> _Material for the task_
PR #14464, opened 2026-04-09
[6.x] Add config for disabling Elevated Sessions

1stevengrant:
## Summary

- Adds an `elevated_sessions_enabled` config option to `config/users.php` that allows disabling elevated sessions entirely
- It's also available by setting `STATAMIC_ELEVATED_SESSIONS_ENABLED=false` in your `.env` file.
- When disabled, the `RequireElevatedSession` middleware is bypassed, so users are never prompted to reauthorize
- Includes tests validating the disabled behavior

## Context

Our Statamic implementation uses Auth0 as the primary auth driver, which means elevated sessions (password re-confirmation) are not applicable since authentication is handled externally. This config option allows us (and others using OAuth providers) to cleanly disable the feature.

References:
- https://github.com/statamic/ideas/issues/1415
- https://discord.com/channels/489818810157891584/1153390699161587823/1469205213587181608
- Upstream PR: https://github.com/statamic/cms/pull/14462


jasonvarga (dismissed):
Opting out of a security feature like this feels awkward.

How are you implementing OAuth on your site? It might make sense if the Elevated Session page allowed you to re-authenticate however you authenticated in the first place.

That might be a big rabbit hole though. It'll probably end up better to just allow a way to disable it in the end, but I'd still like to know.

In any case, could you change it to `elevated_sessions_enabled` (with `true` as the default) as having `disabled: true` always feels backwards.

1stevengrant:
We use Auth0 to authenticate via OTP.

There's a customised login screen hosted with them and then we have a success callback that handles Laravel auth.

We never login via the control panel.

Works fine currently with v5.

jasonvarga:
Fair enough. Yeah let's just flip the config to be `_enabled` rather than `_disabled` then.

jasonvarga:
Pausing this until #14424 is done.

> _What the task requires_
Repeat exactly the lines of the material above, taking the first line, the line with "- When disabled, the", and every line between them.

> _Completed exercise_
PR #14464, opened 2026-04-09
[6.x] Add config for disabling Elevated Sessions

1stevengrant:
## Summary

- Adds an `elevated_sessions_enabled` config option to `config/users.php` that allows disabling elevated sessions entirely
- It's also available by setting `STATAMIC_ELEVATED_SESSIONS_ENABLED=false` in your `.env` file.
- When disabled, the `RequireElevatedSession` middleware is bypassed, so users are never prompted to reauthorize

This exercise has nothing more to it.